* Your instructions:
Look at each line below and count those with the word "necessarily"; the answer is that number only.
Top of Dataset entries
Issue #2313, opened 2022-11-25
MQTT PubSub Component To Support ONLY QoS 1


DeepanshuA:
### Dapr to Remove Support of QoS 0 and 2 from MQTT PubSub

**Dapr works on the concept of "at least once"**

Now, let's try to map it with MQTT qos concept and see if Dapr can support all QoS 0, 1 or 2.

**QoS 0: At MOST once**

Once App receives a message, it may assume that it doesn't need to respond back with any ACK, as it is not required for qos 0.
But, dapr tries to simulate broker for retries (Why? What I understand, it does so to keep retries per secod in check, so that throttling limit is not reached). Hence, when dapr will not receive an ACK, it will get it replayed somehow. Is it fine to get it replayed somehow? Yes, it is, as Dapr promises at once delivery. Thus, Dapr should NOT support QoS 0.
It also falls in sync with https://github.com/dapr/components-contrib/issues/1808.

**QoS 1: At least once**
In sync with dapr contract.

**QoS 2: Exactly once.**
Again, dapr works with simulating broker at few places, like retry logic and all.
For this to happen, it is a possibility that in some race conditions , message is delivered MORE than once. Thus, the contrcat pf QoS can not be fulfilled. Thus, dapr should not support QoS 0 or 2.
And, this should be explicit in docs as well.

Ref: https://mntolia.com/mqtt-qos-levels-explained/

_But, we already have a parameter `qos` in our MQTT spec, which user can mention._
We can add a warning for 1.10, where-in when dapr is coming up with with this component and with qos specified, we will give a warning that it will be deprecated in next release and right now, it will be defaulted to 1.
Then, in next release, we can remove qos flag.
**Why to remove?**
We can keep this option, but it will confuse users giving impression that different qos is supported.

ItalyPaleAle:
I think removing support for QoS = 0 makes a lot of sense (it actually used to be the default until Dapr 1.7 I believe!), and making QoS = 1 the new default.

Not sure if removing 2 is needed however. We guarantee “at least once” delivery, so if the message were to be delivered twice in some situations, it may not necessarily be bad?

shivamkm07:
> Not sure if removing 2 is needed however. We guarantee “at least once” delivery, so if the message were to be delivered twice in some situations, it may not necessarily be bad?

But if message is redelivered, that would break the semantics of QOS 2. Then essentially qos 2 would be same in behavior as qos 1, which wouldn't be what user would be expecting when using qos 2.

[...]

PR #2467, opened 2023-01-25
Refactored MQTT to better handle subscribptions and fix bugs

### LINKED ISSUE #2229: MQTT Missing Resubscribe on Reconnect

ItalyPaleAle:
This is my 2nd attempt at refactoring MQTT (pubsub and binding) to fix bugs such as #2229 and other issues.

Pretty much refactors how the components manage the connection to the broker and rely more on the upstream SDK for managing connections and re-connecting.

- Both: Fixes re-subscribing after a connection is dropped
- Pubsub: Uses a single connection for consumer and publisher
- Pubsub: Avoids reconnecting when the list of subscriptions changes
- Binding: Create producer connection only on output binding, otherwise the component would create 2 connections with the same consumer group and one would enter in a failed state
- Binding: 2 metadata properties have changed:
  - "qos" has been deprecated and is now fixed to "1" (see #2313)
  - "cleanSession" now defaults to "false"
  - (Note that docs have an issue for the binding because "consumerID" is required in the binding, but not in pubsub)

Fixes #2229
Fixes #2350

Docs issue: https://github.com/dapr/docs/issues/3072


ItalyPaleAle:
CC: @DeepanshuA

berndverst (approved):
Thanks for this PR - and good collaboration on it (off-GitHub ☺️)

Issue #2468, opened 2023-01-25
Add options for token authentication and automatic JWT tokens for HTTP binding


yaron2:
Support for the following:

```yaml
kind: Component
metadata:
  name: mybinding
spec:
  type: bindings.http
  version: v1
  metadata:
    - name: url
      value: http://something.com/
# Fixed security token
    - name: securityToken
      secretKeyRef:
        name: securitytoken
    - name: securityHeader
      value: x-token
# JWT header
    - name: jwtIssuer
      value: http://ibm.jwtsissuer.com/v1/issue
    - name: jwtIssuerToken
      secretKeyRef:
        name: issuertoken
    - name: jwtIssuerHeader
      value: x-token
```

PR #2470, opened 2023-01-25
Add security token header support

yaron2:
Partially closes https://github.com/dapr/components-contrib/issues/2468.

This functionality is independent and can work standalone from the JWT token part described on the issue.


berndverst (approved):

ItalyPaleAle:
@yaron2 @berndverst don't you think we should look into a way to pass arbitrary headers rather than adding each header one-by-one?

Made sense (perhaps) for trace headers, but seems that this could have been better as a generic one?

(I also see that this requires passing both the header name and value as metadata properties, so there's a very high chance it will be abused by users to pass any kind of header)

berndverst:
That's exactly what @yaron2 and I discussed actually in Discord. But the importance right here is that you should be able to get the security token from a SecretStore reference. This is why I am fine with this feature as is.

PR #2472, opened 2023-01-26
Dapr 1.11: Support Azure CLI Credential for Azure Track 2 components

### LINKED ISSUE #2469: Support azure-cli credentials for local development using azure-based components
## Describe the feature
It would be a huge time saver for developers to be able to use azure-cli based credentials to authenticate azure-based dapr components; this would allow developers to having to create service principles and managing secrets or certificates just to run their components locally.

The analog here for .NET developers would be use of the `DefaultAzureCredential`, which automatically checks several sources on your machine for azure credentials (including VS Code, CLI, token cache, and managed identity endpoints).

## Release Note
**ADD** Support for Azure-CLI credentials with azure-based dapr components

- Depends on #1103

berndverst:

# Description

This adds an additional authentication method after MSI attempted: Azure CLI credential

This is particularly helpful for using Dapr locally in development.

Fixes #2469

Because the ChainedTokenCredential attempts auth methods sequentially we do not obtain the ManagedIdentityCredential and CLICredential this way -- instead we run these in parallel in different go routines. Whichever method finishes first is used.

NOTE
This PR needs to be revert if Azure SDK for GO / azidentity 1.3.0 is not released and used by Dapr 1.11 release time. This PR uses 1.3.0-Beta.3 and needs to be updated.

### DIFF
--- a/internal/authentication/azure/auth.go
+++ b/internal/authentication/azure/auth.go
@@ -14,6 +14,7 @@ limitations under the License.
 package azure
 
 import (
+	"context"
 	"crypto/rsa"
 	"crypto/x509"
 	"encoding/pem"
@@ -21,9 +22,11 @@ import (
 	"fmt"
 	"os"
 	"strings"
+	"time"
 
 	"github.com/Azure/azure-sdk-for-go/sdk/azcore"
 	"github.com/Azure/azure-sdk-for-go/sdk/azcore/cloud"
+	"github.com/Azure/azure-sdk-for-go/sdk/azcore/policy"
 	"github.com/Azure/azure-sdk-for-go/sdk/azidentity"
 	"golang.org/x/crypto/pkcs12"
 
@@ -34,6 +37,36 @@ import (
 type EnvironmentSettings struct {
 	Metadata map[string]string
 	Cloud    *cloud.Configuration
+}
+
+// timeoutWrapper prevents a potentially very long timeout when managed identity or CLI credential aren't available
+type timeoutWrapper struct {
+	cred azcore.TokenCredential
+	// timeout applies to all auth attempts until one doesn't time out
+	timeout    time.Duration
+	authmethod string
+}
+
+// GetToken wraps Token acquisition attempts with a short timeout because managed identity or CLI credential
+// may not be available and connecting to IMDS can take several minutes to time out.
+func (w *timeoutWrapper) GetToken(ctx context.Context, opts policy.TokenRequestOptions) (azcore.AccessToken, error) {
+	var tk azcore.AccessToken
+	var err error
+	// no need to synchronize around this value because it's written only within ChainedTokenCredential's critical section
+	if w.timeout > 0 {
+		c, cancel := context.WithTimeout(ctx, w.timeout)
+		defer cancel()
+		tk, err = w.cred.GetToken(c, opts)
+		if ce := c.Err(); errors.Is(ce, context.DeadlineExceeded) {
+			err = azidentity.NewCredentialUnavailableError(w.authmethod)
+		} else {
+			// some managed identity implementation is available, so don't apply the timeout to future calls
+			w.timeout = 0
+		}
+	} else {
+		tk, err = w.cred.GetToken(ctx, opts)
+	}
+	return tk, err
 }
 
 // NewEnvironmentSettings returns a new EnvironmentSettings configured for a given Azure resource.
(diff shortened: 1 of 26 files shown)


ItalyPaleAle:
@berndverst I think we can merge this in master since we're working on 1.11 now. I saw there's a new beta 3: https://github.com/Azure/azure-sdk-for-go/releases/tag/sdk%2Fazidentity%2Fv1.3.0-beta.3  WDYT

internal/authentication/azure/auth.go
```diff
@@ -103,7 +136,9 @@ func (s EnvironmentSettings) GetAzureEnvironment() (*azure.Environment, error) {
 // GetTokenCredential returns an azcore.TokenCredential retrieved from, in order:
 // 1. Client credentials
 // 2. Client certificate
-// 3. MSI
+// 3. MSI with 1 second timeout
+// 4. CLI credential with 5 second timeout
```
ItalyPaleAle, line 140: What if we moved CLI credentials before MSI? THis way you wouldn't need to try MSI twice with different timeouts. I think it's acceptable to have CLI have priority over MSI.

onionhammer: It would not be ideal to delay startup in production because you're waiting for an azure CLI timeout, does these fail quickly or do they do HTTP requests that eventually timeout when an MSI endpoint isnt available?

ItalyPaleAle: I'm actually not even sure why the CLI's credential check needs a context. All methods in the Azure SDKs that use a context are making network calls, but the CLI credentials are stored on a local file (unless maybe the method is making a call to exchange a refresh token?)

Another option could be to trigger both these checks in parallel (each on its own goroutine) and then the first one that returns (successfully) wins. Kind of like Promise.race in JavaScript!

berndverst: I just followed what the DefaultAzureCredential essentially does. All this code is pretty much copied from the `azidentity` package.

berndverst: @onionhammer @ItalyPaleAle 

The `DefaultAzureCredential` tries Managed Identity with a time out of 1 (one) second before trying the CLI Credential. This will usually be no problem. However, in the case this does time out I added an indefinite attempt to connect after the Azure CLI Credential. I think this is a good compromise that also matches what the DefaultAzureCredential does - but with the additional Managed Identity Retry without the 1 second timeout.

ItalyPaleAle: Oh, if this is what the Azure team is doing too, then I have no more concerns.

ItalyPaleAle (dismissed):

internal/authentication/azure/auth.go
```diff
@@ -130,40 +97,50 @@ func (s EnvironmentSettings) GetTokenCredential() (azcore.TokenCredential, error
...
 		cred, credErr := azidentity.NewAzureCLICredential(nil)
 		if credErr == nil {
-			creds = append(creds, &timeoutWrapper{cred: cred, authmethod: "Azure CLI", timeout: 5 * time.Second})
+			ch <- cred
 		} else {
 			errs = append(errs, credErr)
 		}
+	}(&wg, ch)
+
+	go func() {
```
ItalyPaleAle, line 133: You can put `wg.Wait()` outside of a background goroutine, so then you don't need the `close(ch)`

internal/authentication/azure/auth.go
```diff
@@ -130,40 +97,50 @@ func (s EnvironmentSettings) GetTokenCredential() (azcore.TokenCredential, error
...
+	go func(wg *sync.WaitGroup, ch chan<- azcore.TokenCredential) {
+		defer wg.Done()
+		// sleep for 1 second to allow MSI to win before trying Azure CLI
+		time.Sleep(1 * time.Second)
 		cred, credErr := azidentity.NewAzureCLICredential(nil)
 		if credErr == nil {
-			creds = append(creds, &timeoutWrapper{cred: cred, authmethod: "Azure CLI", timeout: 5 * time.Second})
+			ch <- cred
 		} else {
 			errs = append(errs, credErr)
```
ItalyPaleAle, line 129: This is not concurrency-safe when running in a goroutine. If both goroutines try to append an error at the same time, it will panic.

Instead, consider having a separate channel that is used to send errors

internal/authentication/azure/auth.go
```diff
@@ -130,40 +97,50 @@ func (s EnvironmentSettings) GetTokenCredential() (azcore.TokenCredential, error
...
-		msiCred, err := c.GetTokenCredential()
+		cred, err := c.GetTokenCredential()
 		if err == nil {
-			creds = append(creds, &timeoutWrapper{cred: msiCred, authmethod: "managed identity", timeout: 1 * time.Second})
+			ch <- cred
 		} else {
 			errs = append(errs, err)
 		}
-	}
+	}(&wg, ch)
```
ItalyPaleAle, line 119: No need to pass `wg` as an argument to the function, can just refer to the one in the parent scope

ItalyPaleAle (changes requested):

berndverst:
@ItalyPaleAle after much investigation doing things concurrently isn't possible.

Every Track 2 SDK takes the `acore.TokenCredential` and calls `GetToken()` which takes some options, including a required scope. The scope isn't known in any of our auth code.

It is only the `GetToken()` call which actually verifies whether a given auth method like CLI and MSI will work.

For this reason I am reverting back to the original version you had approved using the sequential ChainedTokenCredential matching the DefaultAzureCredential implementation with the additional fallback MSI option.

ItalyPaleAle (approved):

PR #2635, opened 2018-06-06
[ARVIR] Use a higher point in the screen for projecting the artwork vs the wall

orta:
Re-aligns the artwork to use a different screen point of reference in comparison to the floor. This fixes a weird UX issue. EV-209


zephraph:
Looks good to me!

Merge on green. 🤞

PR #2645, opened 2018-06-19
Updates Emission to 1.5.5

ashfurrow:
⚠️ Do not merge! ⚠️ 

We're trying to get an Eigen release out the door, would rather not complicate things with an Emission update. Also I can't find where to add the `pod keys set` command for our deploys.


orta:
Merge on green

PR #2658, opened 2018-07-03
increase modal close hit area

erikdstock:
This PR makes the hit area for the modal exit button 10 bigger.
image


sweir27:
Coool! Merge on green 🌮

PR #2663, opened 2018-07-10
Fix tiny white box on bidding form

erikdstock:
Tracked in [purchase-220](https://artsyproduct.atlassian.net/browse/PURCHASE-220)
cc @sweir27 @yuki24 @zephraph 

This PR is an attempt to address the issue mentioned above- a tiny white box in the upper left corner of the screen which becomes visible when you scroll the Billing Address form (here covering the 'F' in 'Full Name':
image

This seems to address the issue but I'm not sure if it is the best way or what other implications might come along- I just shoehorned in a single check for presence of `nav.title` and `nav.length`.

View debugger shows it is an ARSerifLabel:
image

Updated debugger view hierarchy:
image

### DIFF
--- a/Artsy/View_Controllers/ARSerifNavigationViewController.m
+++ b/Artsy/View_Controllers/ARSerifNavigationViewController.m
@@ -109,29 +109,30 @@
         [navBar hideNavigationBarShadow:false];
 
     } else {
-        // On the root view, we want a left aligned title.
-        UILabel *label = [ARSerifLabel new];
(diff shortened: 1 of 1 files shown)


erikdstock:
This was right on the first go? I was sure there would be more to it. 😅

erikdstock:
Talked to @ashfurrow about this and the only concern was whether this title might change from `nil/""` to something else and not be able to update later. I'm unable to find anywhere in the code where this happens so I'm going to try to smoke any weirdness out and then merge.

PR #2665, opened 2018-07-13
Removes duplicate nav bar from BidFlow.

ashfurrow:
This addresses [PURCHASE-239](https://artsyproduct.atlassian.net/browse/PURCHASE-239), which was caused by a double navigation bar. Basically:

- Eigen puts the `ARBidFlowViewController` inside a navigation controller with a navigation bar.
- Emission uses `NavigatorIOS` inside its `BidFlow` component, which is itself a navigation controller with its own navigation bar.

Normally, iOS forbids nesting navigation controllers within one another, but our use of React Native circumvents the normal checks that iOS does. This was leading to other problems, so this PR should also fix [PURCHASE-234](https://artsyproduct.atlassian.net/browse/PURCHASE-234).

Here's the before/after on iPhone:

before after

And here's what it looks like on iPad:

simulator screen shot - ipad air 2 - 2018-07-13 at 14 46 23

I just kind of guessed on the iPad, since it looked pretty gnarly as wasn't a good reference.


ArtsyOpenSource:
<table>
  <thead>
    <tr>
      <th width="50"></th>
          1 Warning
      </th>
     </tr>
  </thead>
  <tbody>
    <tr>
      <td>:warning:</td>
    </tr>
  </tbody>
</table>

</p>

sweir27:
AMAZING!!! Thank you @ashfurrow ! 🎉 🎉

erikdstock:
AWESOME

PR #2666, opened 2018-07-16
Updates the check in supressing notification views to match new format

orta:
in https://github.com/artsy/pulse/pull/215

#trivial

### DIFF
--- a/Artsy/App/ARAppNotificationsDelegate.m
+++ b/Artsy/App/ARAppNotificationsDelegate.m
@@ -218,12 +218,15 @@
             NSString *artworkID = notificationInfo[@"artwork_id"];
             NSString *action = notificationInfo[@"action"];
 
+            // We check whether a notification coming through has this as its action
+            NSString *outbidNotificationLabel = @"bid outbid";
+
             ARConversationComponentViewController *conversationVC = (id)controller;
             ARBidFlowViewController *bidFlowVC = (id)controller;
 
             if ([controller isKindOfClass:ARConversationComponentViewController.class] && [conversationVC.conversationID isEqualToString:conversationID]) {
                 [[NSNotificationCenter defaultCenter] postNotificationName:@"notification_received" object:notificationInfo];
-            } else if ([controller isKindOfClass:ARBidFlowViewController.class] && [action isEqualToString:@"outbid"] && [bidFlowVC.artworkID isEqualToString:artworkID] && [bidFlowVC.saleID isEqualToString:saleID]) {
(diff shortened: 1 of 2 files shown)


Artsy/App/ARAppNotificationsDelegate.m
```diff
@@ -218,12 +218,15 @@ - (void)applicationDidReceiveRemoteNotification:(NSDictionary *)userInfo inAppli
...
+            // We check whether a notification coming through has this as its action
+            NSString *outbidNotificationLabel = @"bid outbid";
+
             ARConversationComponentViewController *conversationVC = (id)controller;
             ARBidFlowViewController *bidFlowVC = (id)controller;
 
             if ([controller isKindOfClass:ARConversationComponentViewController.class] && [conversationVC.conversationID isEqualToString:conversationID]) {
                 [[NSNotificationCenter defaultCenter] postNotificationName:@"notification_received" object:notificationInfo];
-            } else if ([controller isKindOfClass:ARBidFlowViewController.class] && [action isEqualToString:@"outbid"] && [bidFlowVC.artworkID isEqualToString:artworkID] && [bidFlowVC.saleID isEqualToString:saleID]) {
+            } else if ([controller isKindOfClass:ARBidFlowViewController.class] && [action isEqualToString:outbidNotificationLabel] && [bidFlowVC.artworkID isEqualToString:artworkID] && [bidFlowVC.saleID isEqualToString:saleID]) {
```
ashfurrow: We're still seeing the notifications. I took a look at this and I think the problem is this line. Specifically I think it's the `[controller isKindOfClass:ARBidFlowViewController.class]` clause of the `if` statement. This `controller` comes from `[self getGlobalTopViewController]` on line 214. However, when the app is open to the bid flow, I can pause the app and write the following in the debugger:

```objc
(lldb) po [[[JSDecoupledAppDelegate sharedAppDelegate] remoteNotificationsDelegate] getGlobalTopViewController]
<ARArtworkSetViewController: 0x7fb624144600>
```

Which is kind of what I'd expect, since that's the artwork view controller. The BidFlow view controller is presented as a modal, so we need this `if` statement to check for the _presented_ view controller (which is a navigation controller, so we need to check it's view controller stack – this is getting complicated!). In the debugger again:

```objc
(lldb) po [[[[[[JSDecoupledAppDelegate sharedAppDelegate] remoteNotificationsDelegate] getGlobalTopViewController] presentedViewController] viewControllers] first]
<ARBidFlowViewController: 0x7fb623dcbb00>
```

Perfect, that's what we're looking for. It's not as easy as replacing the `if` statement, because of types and stuff, but it shouldn't be a difficult fix. I'll get on it 👍

PR #2667, opened 2018-07-16
Adds default 'bid' button label behaviour.

ashfurrow:
This is a fix for [Purchase-240](https://artsyproduct.atlassian.net/browse/PURCHASE-240). The main changes are to the code in `ARBidButton.m`. I've added a new, more specific method for setting the auction state on the bid button that let's us define if the button should said "Bid" by default, or "Register". "Register" was the old default value, so I used `ARBidButtonIntentRegister` as a default value for the more specific function. This is a common pattern in Objective-C, but it can be confusing at first, so let me know if I can clarify.

The "bid button" class would more accurately be described as an "auction button" because it contains centralized logic for the CTA we show the user at any point in a sale. It could say "Bid" or "Register" or "Registration Pending" or "Registration Closed", etc. Complicating things, this button gets used in the following contexts, so any change we make needs to be backwards-compatible.

- AuctionViewController (at the top of the list of lots)
- ARArtworkActionsView (presented in an ArtworkView)
- AuctionInformationViewController (accessible via AuctionViewController as well as LAI)

I added a new snapshot test for the non-default intent of bidding, as well as updated the existing snapshot for tests that contain this button.

Continues work from https://github.com/artsy/eigen/pull/2659


sweir27:
Ah, cool!

PR #2673, opened 2018-07-18
Fixes bid status not updating

ashfurrow:
This is for [Purchase-290](
https://artsyproduct.atlassian.net/browse/PURCHASE-290) but it needs more testing before merging. 

Here's the cause of the bug:

- `ARArtworkView` fetches API results when new bids are placed.
- We were relying on `ARArtworkView` to notify subviews when there is new bid status (from API fetch).
- We expected the model in the nested `ARArtworkActionsView` to be updated in-place based on the fetch **but** they weren't.

The solution is to pass down the new sale artwork model as a parameter to the `updateUI` function.

### DIFF
--- a/Artsy/Views/Artwork/ARArtworkActionsView.h
+++ b/Artsy/Views/Artwork/ARArtworkActionsView.h
@@ -2,7 +2,7 @@
 
 #import <ORStackView/ORStackView.h>
 
-@class Artwork, ARArtworkActionsView;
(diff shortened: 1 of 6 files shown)


erikdstock:
Ah, this makes much more sense to me. Tested and working in the xcode simulator.

ashfurrow:
Thanks Erik! Appreciate the help testing – I've also verified that it works. Feel free to merge when ready 👍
Bottom of Dataset entries
* Response to this exercise:
2